For the limited tasks of self-government, why should special talents be required? We are still near enough the pioneer age to adhere to pioneer conceptions. Roosevelt, unfortunately, is the national ideal.

We look hopefully for great amateurs like him among insurance agents, building contractors, lawyers, country editors, bankers, retiring, with modest fortunes made, into public life. We put the jack of all trades everywhere. Into the Presidency—and I don't know why we should not in that office, for it is a waste of material and a misdirection of effort in self-government to throw away a first-class public man on a four-year job. Into the Senate and the House, into the Cabinet, where a lawyer without previous experience of international affairs conducts our foreign relations in the most difficult period of the world's history, matching the power of his country against the wits of other countries' practiced representatives, and thus obtaining a certain forbearance of their extreme skill.

Into the diplomatic posts, where an editor, Colonel Harvey, noted only for his audacity, holds the most important ambassadorship. Those who have seen the Colonel at meetings of the Supreme Council tell the amazing story that he was a silent and uneasy figure in the conferences of Mr. Lloyd George and Mr. Briand, perhaps because he is only an observer, perhaps also because he was in the company of practiced statesmen and diplomats.

However, our system has its compensations. The picture of the robustious Colonel uneasy in Zion is one of them.

In another great diplomatic post is Mr. Richard Washburn Child, a quantity producer of fiction, or sort of literary Henry Ford. In another, Paris, the second most important in the world, Mr. Myron Herrick, a retired business man. Senator Foraker said of him, at a critical moment of his public career, "De mortuis nil." "Don't you wish to finish that quotation, 'nisi bonum,'" asked the reporter who was seeking a statement. "No," said the Senator sharply; "De mortuis nil." Of the ambassador to France nil, except that he comes from Ohio.

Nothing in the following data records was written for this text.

PR #1363, opened 2015-03-10
Render implied oneways (roundabout, motorway, motorway_link)

### LINKED ISSUE #467: Render junction=roundabout like oneway=yes
According to the wiki junction=roundabout implies oneway=yes.
Therefore, I propose to render all highways with junction=roundabout and oneway!=no in the same way as oneway ways.

sommerluk:
Some tags imply oneway=yes. This PR renders them as if oneway=yes would be present. (Condition: There is no oneway=no present.)

junction=roundabout
highway=motorway
highway=motorway_link

This resolves #467 

Are there any other tags that imply oneway=yes?


project.yaml
```diff
@@ -420,7 +420,10 @@ Layer:
                 CASE WHEN service IN ('parking_aisle', 'drive-through', 'driveway') THEN 'INT-minor'::text
                   ELSE 'INT-normal'::text
                 END AS service,
-                CASE WHEN oneway IN ('yes', '-1') THEN oneway ELSE NULL END AS oneway,
+                CASE WHEN oneway IN ('yes', '-1') THEN oneway
```
pnorman: if turning this into a multi-line CASE then have each WHEN on its own line

project.yaml
```diff
@@ -420,7 +420,10 @@ Layer:
...
+                  WHEN (highway IN ('motorway', 'motorway_link') OR junction IN ('roundabout')) AND (oneway <> 'no' OR oneway IS NULL) THEN 'yes'
+                  ELSE NULL
+                  END AS oneway,
```
pnorman: have we been tabbing the END for a case the same as the first line of it or the same as the contents of it?

sommerluk: In the current project.yaml there are both variants.

mkoniecz:
List of tags is consistent with https://github.com/bhousel/iD/blob/master/js/id/core/oneway_tags.js

mkoniecz:
But is contradicted by http://wiki.openstreetmap.org/wiki/Tag:highway%3Dmotorway_link#Tagging_oneway "Most motorway_link roads will be one way, and should be tagged oneway=yes. Any unusual motorway link road which is two-way should be explicitly tagged oneway=no.".

sommerluk:
> "Most motorway_link roads will be one way, and should be tagged oneway=yes. Any unusual motorway link road which is two-way should be explicitly tagged oneway=no."

This seems to requiere _always_ a oneway=* tag (either “yes” or “no” or “-1”). But for me, this sentence seems to make no assert on the default value.

On the other side, the ValueDescription box on the wiki page lists oneway=yes in the section “Implies”.

How should we proceed?

dieterdreist:
2015-03-12 14:44 GMT+01:00 Lukas Sommer <notifications@github.com>:

> "Most motorway_link roads will be one way, and should be tagged
> oneway=yes. Any unusual motorway link road which is two-way should be
> explicitly tagged oneway=no."
>
> This seems to requiere *always* a oneway=* tag (either “yes” or “no” or
> “-1”). But for me, this sentence seems to make no assert on the default
> value.
>
> On the other side, the ValueDescription box on the wiki page lists
> oneway=yes in the section “Implies”.
>
> How should we proceed?
>



IMHO there is no such implication for oneway=yes. Have a look at actual
tagging, 94% of all motorway_links have an additional tag oneway=yes, if
this was an automatic implication, mappers won't add this tag. In
preliminary mapping, motorways often get mapped as one way rather than
mapping 2 oneway carriageways (OK, this is preliminary, and maybe we're
over this phase for most parts of the world).

math1985:
98% of the motorways and 99% of the motorway links have a oneway tag. So I don't think adding implicit oneway=yes arrows is useful here.

27% of the roundabouts has a oneway tag. In this case, adding the arrows might be useful.

sommerluk:
Okay. I propose to close this PR and open a new PR only for roundabouts.

What should I do with the indent for the “END AS oneway,” line?

project.yaml
pnorman: I'd probably do it the same as the former.

sommerluk:
Closing in favor of #1367

PR #1361, opened 2015-03-09
Add rendering for bicycle_parking

math1985:
* Add bicycle_parking icon from z18 or (for areas) 750 pixels, whichever is
  earlier.
* Add yellow background for bicycle_parking (like regular parking).

Thanks to @nebulon42 for the icon.

This resolves #591 and part of #108.

PR #1364, opened 2015-03-11
Add rendering for amenity=bicycle_parking, change rendering for amenity=parking

matkoniecz:
Improved version of #1361 
- unified rules for amenity=parking and amenity=bicycle_parking
- small parkings are in low-priority layer what fixes problems with bicycle parking next to bus station blocking an important label
- reduces undue prominence of amenity=parking
- icons for big parkings are rendered earlier
- labels of small parkings are rendered alter or for really small ones not rendered

Still work in progress - I am reviewing how thresholds work for various areas and it will be necessary to squash commits.

Comparisons below, unless noted otherwise are made with rendering from #1361 

https://cloud.githubusercontent.com/assets/899988/6600231/b8244224-c80e-11e4-8845-2b78425c7de2.png
https://cloud.githubusercontent.com/assets/899988/6600204/957a1a14-c80e-11e4-932c-f75ac788177d.png
https://cloud.githubusercontent.com/assets/899988/6600201/93096b86-c80e-11e4-955b-100544e5e8e5.png


mkoniecz:
I am considering moving all parking symbols into low priority layer.

Also, here is example for label vs bicycle_parking:

https://cloud.githubusercontent.com/assets/899988/6600361/7789f122-c80f-11e4-8739-75ddeadad95d.png

kocio-pl:
Looks perfect for me!

I would also love to move all parking symbols from z16 to z18. If the parking is big enough, we always see the yellow area, so it's hard to miss, but P symbol should not be bigger than small areas (like 5 places on the street), so z17 is still not enough:

http://www.openstreetmap.org/#map=17/52.22925/20.99511

SomeoneElseOSM:
(re parking symbols at z18) isn't there a danger here that the rendering is being tailored to work only in micro-mapped central european cities?

For example, for my own use I changed the rendering of the "P" symbol to z13 so that if you're looking at a broad countryside area, you can see where to park:



Obviously z13 is far too low a zoom level for a more general purpose map - I wouldn't suggest it for that.  But z18 is surely too far in the other direction.

mkoniecz:
> For example, for my own use I changed the rendering of the "P" symbol to z13 so that if you're looking at a broad countryside area, you can see where to park:

Can you link this location? Seems to be a well-mapped area with low density of features, I was looking for such place for a long time.

SomeoneElseOSM:
(location linked in previous comment)

mkoniecz:
@SomeoneElseOSM 

> re parking symbols at z18

In low density areas parking symbols would appear from z17. Areas are anyway visible much earlier.

> isn't there a danger here that the rendering is being tailored to work only in micro-mapped central european cities?

I am currently rendering my other test locations, list of where I am testing is available at https://github.com/mkoniecz/CartoCSSHelper/blob/master/CartoCSSHelper.rb (function test_tag_on_real_data). I would welcome suggestions for additional well-mapped places with different situation.

mkoniecz:
> Edit: You mean just a bicycle parking?

In this pull requests I am proposing applying the same rules for parkings and bicycle parkings.

> http://www.openstreetmap.org/#map=17/52.22925/20.99511

In that case parkings would no longer block shop icons and parking icons would disappear from z17.

mkoniecz:
@SomeoneElseOSM 

> Edit: The location is here: http://www.openstreetmap.org/#map=13/53.2127/-1.8103

Thanks, added to my list. In that case parking was mapped as node so it would appear from z17 instead current z16. I mapped it as area, but it is not going to change anything as it is not covering significant area.

RobJN:
Surely parking in the city is what we should prioritise the rendering to. In the countryside you can just pull up on the side of the road (assuming it's a safe location) as there aren't all the parking restrictions that you have in a city.

math1985:
@mkoniecz Can you try to find a version of the svg without halo?

nebulon42:
https://github.com/nebulon42/osmic/blob/8f7aebf8dd6980ca57f11ccfe92ba1deeb444c06/transport/parking-bicycle-16.svg

matkoniecz:
OK, now it is prepared for review. Is anybody interested in seeing rendering of some particular location?

pnorman:
assigning to @gravitystorm - he came to the conclusion not to render in https://github.com/gravitystorm/openstreetmap-carto/issues/591#issuecomment-44988453

math1985:
Looks good to me.

Maybe add a comment to explain why the parking icon rule is duplicated? Or even better, avoid the duplication entirely by doing something like

.amenity-points[amenity = 'parking'][zoom >= 17],
.amenity-low-priority[amenity = 'parking'][way_pixels > 750] {

pnorman:
You've mentioned changing the amenity=parking rendering but I don't see changes - what are they?

matkoniecz:
@pnorman 

> You've mentioned changing the amenity=parking rendering but I don't see changes - what are they?

currently:

Render amenity=parking icons from zoom 16.

after this PR:

Render amenity=parking, amenity=bicycle_parking icons for areas larger than 900 pixels and display all amenity=parking, amenity=bicycle_parking icons from zoom 17 as low priority icons.

Also, display labels for parkings for areas larger than 900 pixels.

Intent of this change is to lower prominence of parkings, especially in areas where are other more important features, render earlier icons for gigantic parking. Also, to render amenity=bicycle_parkings, especially really big ones,

PR #1376, opened 2015-03-14
Do not render intermittent rivers on low zoom levels

### LINKED ISSUE #1305: intermittent rivers at low zooms
The recent addition of special rendering of intermittent rivers (#1000) only uses the dashed rendering at z>=12, from 8 to 11 intermittent rivers are rendered like normal rivers as solid lines.  Not sure if this is intentional but it does not seem like a good idea.  An intermittent river is sort of a partial river, both in meaning and the way it is rendered as a dashed line.  First showing the river in full (at z>=8) and then showing it only partially (at z>=12) is irritating.

If the dashed rendering is considered unsuitable for the lower zooms i would suggest a lighter or semitransparent color.

sommerluk:
This resolves #1305

### DIFF
--- a/project.mml
+++ b/project.mml
@@ -204,7 +204,7 @@
       "srs": "+proj=merc +a=6378137 +b=6378137 +lat_ts=0.0 +lon_0=0.0 +x_0=0.0 +y_0=0.0 +k=1.0 +units=m +nadgrids=@null +wktext +no_defs +over",
       "Datasource": {
         "extent": "-20037508,-20037508,20037508,20037508",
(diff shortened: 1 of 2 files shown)


imagico:
I don't think this is a very good approach - it would discourage people from properly tagging large intermittent rivers since it would not show them (at low zooms) rather than showing them in a distinct form.

For example in the interior of Australia nearly all major rivers are intermittent - which however does not make them any smaller or less important as structuring and defining elements of the geography than a permanent river.

sommerluk:
Substituted by #1399

PR #1377, opened 2015-03-14
move car repair icon to SVG

nebulon42:
Implements part of #1165.

before
car_repair_before

after
car_repair_after


matkoniecz:
New icon is much better, in old it is looks like car and mop.

math1985:
Looks good.

kocio-pl:
@matkoniecz: +1

PR #1379, opened 2015-03-14
move butcher icon to SVG

nebulon42:
Implements part of #1165.

before
butcher_before

after
butcher_after


matkoniecz:
In that case I prefer the current icon, new symbol looks for me like a credit card.

kocio-pl:
I could recognize this icon only afterwards if the name was distinctive/familiar. Probably something like 2.1 from here:

http://cdn.vectorstock.com/i/composite/11,52/black-meat-icons-set-vector-1791152.jpg

would be even better (the emblematic meat itself, not how it's done...).

matkoniecz:
@kocio-pl Is it happening also for a current icon?

kocio-pl:
Do I recognize the current one? Yes, I do. Or what are you asking me?

nebulon42:
Butcher is not ready for merge yet.

pnorman:
> In that case I prefer the current icon, new symbol looks for me like a credit card.

I also saw it as a credit card before reading your comment.

> @kocio-pl Is it happening also for a current icon?

I didn't see the current icon as a credit card. The curve might be part of that. I like the hollow inside more too.

matkoniecz:
> Butcher is not ready for merge yet.

Please, make a new pull once it will be ready.

PR #1380, opened 2015-03-14
move DIY shop to SVG

nebulon42:
Implements part of #1165.

before
diy_before

after
diy_after

(this particular shop is tagged incorrectly, but nevertheless useful as preview)


matkoniecz:
In that case I am not recognizing new symbol on the right. Is it a soldering iron?

nebulon42:
Yes, that is a bit tricky :). It should be a screwdriver.

math1985:
A nut might also be a possible visualization.

kocio-pl:
For me it's 50/50 - I'm not sure if I would recognize it not knowing what this icon represents. For me it's also too "square" (like new hairdresser proposition).

HolgerJeromin:
probably the hammer could be rounder on one side.

neiljp:
While I really do appreciate the new designs and idea of transitioning to SVG, sometimes the older designs just do work better, for me at least.
IMO the previous 'claw' hammer design was definitely more distinctive and DIY-like.
I suppose DIY can imply electrical, so a screwdriver could be valid, but a spanner is a more recognisable and drawable shape.

pnorman:
I prefer the old one also.

matkoniecz:
> It should be a screwdriver.

It is not recognizable. Can you try something different for tool on the right?

nebulon42:
What about this alternative? doityourself-183

matkoniecz:
I like it.

kocio-pl:
It's better now, but I would still like the right one's head to be more distinctive (maybe body slimming would be enough).

nebulon42:
This is the most I could get out of it: doityourself-183

More is not possible.

math1985:
Much better. Maybe the hammer would be clearer without the top pixel?

What about the bolt idea? Something like [this](https://cdn3.iconfinder.com/data/icons/pyconic-icons-3-1/512/bolt-mech-128.png)?

nebulon42:
I somehow prefer the top-stuff added even if it is slightly blurrier. Without: doityourself-183

If you mean depicting the bolt like that: It is (almost) square which makes it difficult to depict alongside the hammer. Either it will be too small or too wide.

math1985:
No, I meant the bolt on its own. Not sure if it's iconic enough to be recognizable as DIY though.

nebulon42:
@math1985 While I find the use of one symbol rather than two desirable I'm not sure if this would be recognisable enough. For simplicity reasons I decided to stick with the icon which I already had.

Updated. From my side this is now ready.

Issue #705, opened 2014-07-06
Add rendering for amenity=fountain


kocio-pl:
Hi,

I'd like to know what is the current state of affairs with the fountain rendering?

We have reasonable proposition to fix this issue (https://github.com/gravitystorm/openstreetmap-carto/pull/47) - there is the code and even the icon (https://github.com/Rovastar/openstreetmap-carto/blob/e5320dbd98981fdeb1944771d54d6984b4bf4b73/symbols/fountain.png). I know the original reporter mixed too many things in one basket, but this one should be easy to pick up and merge - almost no-brainer.

So what are technical - or maybe other - obstacles keeping this issue unresolved and what should be done to fix it? I want to help if it's needed and possible.

nebulon42:
Possible icon for fountain: ![fountain-18](https://cloud.githubusercontent.com/assets/3531092/6652543/942545c4-ca72-11e4-805e-e1e70419de35.png)
[nebulon42/osmic/outdoor/fountain-18.svg](https://github.com/nebulon42/osmic/blob/master/outdoor/fountain-18.svg)

kocio-pl:
I would expect more symmetry (possibly with 4 or 6 water streams instead of just 2), since the fountains are mostly big, decorative objects. This one I would recognize as a small water "fountains" for drinking or washing hands.

mboeringa:
One warning here: often, people tag each and every fountain in a fountain group. This may mean dozens of "fountains" in a very small area. Prime examples are the fountains in the basin near Palais de Chaillot in Paris, and the famous "Fountains of Bellagio" in Las Vegas.

You won't be able to render this with an icon on any but the highest zoom... and even on Z19, it is likely icons may overlap, unless using routines to avoid collisions.

nebulon42:
I just wanted to notify this thread that there is a possible icon available. I didn't imply anything about feasibility or such and I also didn't intend to propose a PR.

matkoniecz:
>  it is likely icons may overlap, unless using routines to avoid collisions

In this style all labels and icons have enabled collision detection and no overlap is allowed.

mboeringa:
> In this style all labels and icons have enabled collision detection and no overlap is allowed.

Good. Still, cartographically, it may not lead to the nicest results if multiple icons are displayed close to each other, even if they do not overlap. At least something to consider and possibly try out with the example locations I pointed out, where this potential problem is likely to surface.

dieterdreist:
[...]

PR #1384, opened 2015-03-14
change rendering for natural=spring

### LINKED ISSUE #325: Change rendering for natural=spring

nebulon42:
Resolves #325.

before
spring_waterway_before
spring_forest_before

after
spring_waterway_after
spring_forest_after

Here I would again recommend icon halos that have been rejected in #1341.

### DIFF
--- a/amenity-points.mss
+++ b/amenity-points.mss
@@ -584,9 +584,10 @@
   }
 
   [feature = 'natural_spring'][zoom >= 14] {
-    marker-file: url('symbols/spring.svg');
+    marker-file: url('symbols/spring.16.svg');
     marker-placement: interior;
     marker-clip: false;
+    marker-fill: @water-color;
   }
 
   [feature = 'power_generator']['generator:source' = 'wind'],
--- a/symbols/spring.16.svg
+++ b/symbols/spring.16.svg
@@ -1,0 +1,40 @@
+<?xml version="1.0" encoding="UTF-8" standalone="no"?>
+<!-- Created with Inkscape (http://www.inkscape.org/) -->
+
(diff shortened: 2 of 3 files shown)


imagico:
To me this looks like a group of small ponds and not like an icon.

Would it be feasible performance wise to distinguish (via SQL) between detached springs and springs at the start of a waterway?

kocio-pl:
I would take something like 6 symmetrical streams (2 small arches on top, 2 medium in the middle and 2 wide arches on the bottom) with common trunk. I think if we add then a "cup" on the bottom we would have also nice fountain:

https://github.com/gravitystorm/openstreetmap-carto/issues/705

Of course it doesn't help with visibility at second "after" image - halo looks like a hard requirement.

math1985:
Maybe just a round circle in water colour, slightly bigger than a stream, would do?

nebulon42:
I have tried that in #325. For spring to be recognisable within forests it should either not coloured like water or have an outline. I was thinking of a slightly darker blue, but it's still on my list.

nebulon42:
The symbol requires redesign too (too big), closing.

PR #1385, opened 2015-03-14
move lighthouse icon to SVG

nebulon42:
Implements part of #1165.
Please note that the symbol is now smaller.

before
lighthouse_before

after
lighthouse_after_2


imagico:
To me the light cones appear to be part of the structure and there seems to be a gap between the top and bottom part.  This makes the whole thing less recognizable IMO.

kocio-pl:
Another "too square" icon for me - and I would recognize it probably only in the right context (that should be less of a problem, since lighthouses are always near water I guess).

pnorman:
I think it's better with a taller aspect ratio.

nebulon42:
Making it appear taller is no problem but for the light cones I see only the possibility of leaving them out completely lighthouse-183 or replacing them with another (more ugly?) variant  lighthouse-184 or yet another variant lighthouse-185.

kocio-pl:
I strongly prefer 2, but I'd like to see all of them on the real map to be sure.

math1985:
I like the second option.

nebulon42:
That's how it looks on the map
lighthouse_after_2

Unfortunately it looks a bit ugly for larger sizes
lighthouse-184

math1985:
Both large and small look fine to me.

kocio-pl:
+1

mboeringa:
I am OK with the version in the last post (I also kind of liked the original one, although I can understand the objections of it being to abstract), however, maybe putting back the "lamp" in the icon, like in the old version, could improve recognizability even more for the last version.

nebulon42:
I have updated the rays of light as I have no better idea. @mboeringa I do not want to add the lamp to avoid that the upper part looks like an eye. I have experimented a bit with it and it is better to leave it out.

mboeringa:
> I have updated the rays of light as I have no better idea. @mboeringa **I do not want to add the lamp to avoid that the upper part looks like an eye**. I have experimented a bit with it and it is better to leave it out.

Fair enough, the final version looks fine to me...

PR #972, opened 2014-09-23
Render brand=* additionally to name=*

floscher:
This is supposed to solve parts of #698.
I've picked some amenities, for which it makes the most sense to render brand. These are:
* amenity=fuel (Shell, Esso, Agip, Total, BP, …)
* amenity=bank (Sparkasse, Volksbank, Commerzbank, …)
* amenity=fast_food (Mc Donald's, Burger King, Subway, …)
* shop=supermarket (Aldi, Lidl, Rewe, Coop, …)
* shop=department_store (Ikea, Woolworth, Galeria Kaufhof, …)

Depending on what tags are present (only name, only brand or both), one of the following variants is rendered:
* [name]
* [brand]
* [name] + "\n(" + [brand] + ")"

Currently this will result in many amenities (especially petrol stations) showing up as "Brand xy\n(Brand xy)", because many of them have the same value for the brand- and name-key. I even had difficulties to find a petrol station, that has different values for name and brand. But this is in my eyes a tagging-mistake (tagging for the renderer), which will hopefully be corrected as soon as brand renders in this style (see also [the comment by Rovastar to issue #698](https://github.com/gravitystorm/openstreetmap-carto/issues/698#issuecomment-49944999)).

PR #1388, opened 2015-03-15
add rendering for amenity=car_rental

### LINKED ISSUE #857: Add rendering for amenity=car_rental
amenity = bicycle_rental is rendered ok
but -
amenity = car_rental is completely invisible - no icon - no name - nothing at any zoom level.

In my opinion, this is too bad to be left uncorrected for long...

nebulon42:
Resolves #857.
I left aside the name vs. brand issue for now. #972 could possibly take this into account as well.

before
not rendered

after
car_rental


kocio-pl:
Good and easy to recognize. Maybe lights could be bigger a bit, but that's not crucial and we'd like to have all the cars-related symbols visually synchronized.

HolgerJeromin:
very nice. Thanks

PR #1389, opened 2015-03-15
move hotel icon to SVG

nebulon42:
Implements part of #1165.
The symbol is now smaller.

before
hotel_before

after
hotel_after


kocio-pl:
I would like the barrier lowered, the right bed leg on bed end and head being more visible - for me current is better visually and easier to recognize.

HolgerJeromin:
Could you try to add a pillow?

neiljp:
Making it smaller/consistent is admirable, but this is really a reduction in quality from my view. Zoomed in, I can see it is a bed shape. I know there is probably not space to show the pillow and head like in the old design, but maybe showing bigger pillow(s) would improve the visibility? Separating pillow from headboard? Support at foot of bed I'm unsure whether is better at end or closer as in new design.

math1985:
I would also prefer a bigger/higher head/pillow.

nebulon42:
Updated accordingly after changes to hostel icon. Pillow was not possible, but I have elevated the head and moved the bed stand to the right end.

math1985:
For comparison, the SJJB icon at 16px:

http://www.sjjb.co.uk/mapicons/png/accommodation_hotel2.p.16.png

nebulon42:
From my side this is now ready.

math1985:
I think I prefer the original, even the version downsized to 16px.

math1985:
Any other opinions?

matkoniecz:
I also prefer original icon. But for me svg is better than downsized version.

I also have idea for small change that makes this icon better for me.

e9ab949e-ce91-11e4-925e-d24912857663

kocio-pl:
Both new SVG variations are too small for me, especially head, which makes the icon harder to recognize (I see blue rectangle with some white spaces inside). @matkoniecz: could you enlarge the head in your version?

matkoniecz:
> @matkoniecz: could you enlarge the head in your version?

Unfortunately no, but enlarging anything in icons is beyond my abilities.

math1985:
@nebulon42 Any response to the comments above?

nebulon42:
On my list. :)

matkoniecz:
From looking at icon itself it seemed to not be an improvement - but from looking at how map changes it is in fact improvement. I support merging both #1389 and #1390. Note, I still think that edit proposed in https://github.com/gravitystorm/openstreetmap-carto/pull/1389#issuecomment-85626745 would be a good idea.

nebulon42:
Thanks for merging. The change by @matkoniecz might be contribute to a more clear look, but another problem is that the icon is already too lightweight. I will have to see how I can change this.

pnorman:
> Thanks for merging. The change by @matkoniecz might be contribute to a more clear look, but another problem is that the icon is already too lightweight. I will have to see how I can change this.

For future reference, if PRing a new change, it's probably best to do hotel and hostel in the same branch.

Issue #2362, opened 2016-09-21
Updating the image in README.md


kocio-pl:
I'd like to know how to generate image [we show in README.md](https://github.com/gravitystorm/openstreetmap-carto/blob/master/README.md#openstreetmap-carto)? 

I think we should add this instruction just before ["Tagging a release" section in RELEASES.md](https://github.com/gravitystorm/openstreetmap-carto/blob/master/RELEASES.md#tagging-a-release), to make sure we always have current rendering with each release.

pnorman:
:+1: to adding it to RELEASES.md, although not all releases will need a new image

nebulon42:
Always showing the current rendering may be tricky as the image has to be updated when
* any rendering of the shown features changes in the style
* the data of the shown area changes and leads to changes in rendering

This has to be verified manually. The person updating the image also needs up-to-date data in the given area.

kocio-pl:
For me RELEASES.md is a general TODO checklist - and that's good. The maintainers are supposed to make decisions in case of doubt, but they should at least know all the typical steps.

This image is a minor problem - just a general idea how does this style look like - and lack of current construction color is not important, but over time there can be more things needing update. We can just say something like: "check if rendering of the example image should be updated, and here is how to do it..." and that would be enough.

I guess @matkoniecz is the one who knows how to generate the example?

kocio-pl:
I was [wrong](https://github.com/gravitystorm/openstreetmap-carto/blob/33294204576e778b3072ee38446ea140961e1a96/preview.png) - @gravitystorm and @sommerluk did it too. Could you share how did you generate it?

sommerluk:
I had just made a screenshot at osm.org and then cut it in Gimp to the correct dimensions.

Hower, you could render it also locally:
- Download data of this place (for example with Josm)
- Render it locally and make the screenshot
- Cut it in your favorite image editor

kocio-pl:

But when we, given all these causes for the weakness of Congress, the frail hold which the idea of self-government has upon the popular mind, the unimportance of the taxing power, the tendency to concentrate on the executive at the expense of the legislative, the obstacles to ability which mediocrity has erected in Congress, we have not explained the present extraordinary confusion and demoralization in the legislative branch. Most of these causes have been operating for some time, yet Congress has been able to function. Only since Mr. Harding became President has the breakdown of Congress been marked.

If you ask observers in Washington why the last Congress failed more completely than any of its predecessors, with one voice they reply: "Lack of leadership." Everybody cackles of leadership as if lack of leadership were a cause and not a symptom. What is it that makes a leader and followers unless it is a common purpose?